Usûl alimlerinin müçtehit hakkında belirttikleri Kitap ve Sünnet naslarını, sebeb-i nüzûl ve vürûdu, nâsih ile mensûhu, icma ve ihtilaf konularını, mekâsıd-ı şerîayı, arap dilini bilmek gibi hususlarda ilmî ve şer’î formasyona sahip olmak. Muasır meselelerde konuşan fakihin bu genel ilimlere sahip olması zaruridir. Spesifik bilgiye gelince, bu, Filistin davasına dair malumat sahibi olmaktır. Bu davaya dair yer alan metinlerin, davanın yaşadığı tarihin ve şu anda içinde yaşadığı gerçekliğin bilgisine vakıf olmak lazımdır. Bütün bunlar, ümmetin içinden geçtiği sürecin bilgisi, dünyanın içinde bulunduğu bağlamın, cihadın ve mücahitlerin realitesinin ayrıntıları ve insanların genel ve hususi koşullarının farkındalığı ışığında olacaktır. Ta ki fıkıhçı, konusuna hakim olsun ve fetvası doğru, etkili olup amacına ulaşsın.

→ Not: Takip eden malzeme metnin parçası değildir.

PR #2301, opened 2024-06-10
chore: delete sync schedule

TBonnin:
We delete sync schedule in both temporal and orchestrator. If schedule doesn't exist in orchestrator we just fails silently

### DIFF
--- a/packages/server/lib/controllers/flow.controller.ts
+++ b/packages/server/lib/controllers/flow.controller.ts
@@ -246,7 +246,7 @@ class FlowController {
                 const syncs = await getSyncsByConnectionIdsAndEnvironmentIdAndSyncName(connections, environmentId, syncName);
 
                 for (const sync of syncs) {
-                    await syncOrchestrator.softDeleteSync(sync.id, environmentId);
+                    await syncOrchestrator.softDeleteSync(sync.id, environmentId, orchestrator);
                 }
             }
 
--- a/packages/shared/lib/services/config.service.ts
+++ b/packages/shared/lib/services/config.service.ts
@@ -12,6 +12,7 @@ import encryptionManager from '../utils/encryption.manager.js';
 import syncOrchestrator from './sync/orchestrator.service.js';
 import { deleteSyncFilesForConfig, deleteByConfigId as deleteSyncConfigByConfigId } from '../services/sync/config/config.service.js';
 import environmentService from '../services/environment.service.js';
+import type { Orchestrator } from '../clients/orchestrator.js';
 
 class ConfigService {
     templates: Record<string, ProviderTemplate> | null;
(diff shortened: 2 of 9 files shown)


packages/shared/lib/services/config.service.ts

Alimin doğruyu söylemesi ve onu haykırmasını sağlayan psikolojik ve yürek cesaretinin olması. Alim bunu yaptığı takdirde -İbn Kayyım’ın dediği gibi- Allah onun yardımcısı ve rehberidir. Aksi takdirde alimlerin misyonunu, rabbânilerin görevini, tebliğ ve beyanın gereğini yerine getirmek ve onlara yüklenilen emaneti ifa etmek mümkün değildir. Bu psikolojik cesaret, âlimin -takva ve haşyetle- görevini yerine getirmesini, emaneti ifa etmesini ve şeriatın otoritesini insanlar ve yaşam üzerinde hakim kılmasını sağlayan şeydir. Şüphesiz bunun için alimin ödemesi gereken bir bedel ve yapması gerekli olan fedakarlıklar vardır. O bu bedel ve fedakarlıkları göğüslerken sadece Allah’tan karşılık bekler ve O’nun lütfuna rağbet eder.

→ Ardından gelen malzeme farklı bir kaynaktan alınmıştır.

PR #2302, opened 2024-06-11
feat(webhooks): [nan-1142] migrate to the external webhooks table

khaliqgant:
## Describe your changes
Move settings to an external table for webhook management. Script can be run more than once to not force an immediate release.

NAN-1142

### DIFF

Şüphesiz bu tarz olaylar Rabbâni alimleri ortaya çıkarır. Allah Teala bu tarz olaylarla temiz olanı pisten, sadık olan alimi münafıktan ayırır. Olur ki alimin benimsediği sadık bir tutum ile Allah Teala ümmeti ayağa kaldırır, o alim de bu tutumuyla insanlar arasında yüceliğe erişir ve tarih onu telif edilen yüzlerce kitap ve vaazın yapamayacağı bir şekilde ebedi kılar. ‘’Eğer siz (Uhud’da) bir yara aldıysanız, şüphesiz o topluluk da (Müşrikler de Bedir’de) benzeri bir yara almıştı. İşte (iyi veya kötü) günleri insanlar arasında (böyle) döndürür dururuz. (Bazen bir topluma iyi ya da kötü günler gösteririz, bazen öbürüne.) Allah, sizden iman edenleri ayırt etmek, sizden şahitler edinmek için böyle yapar. Allah, zalimleri sevmez. Bir de Allah, iman edenleri arındırmak ve küfre sapanları mahvetmek için böyle yapar.’’ (Âl-i İmrân, 140-141.)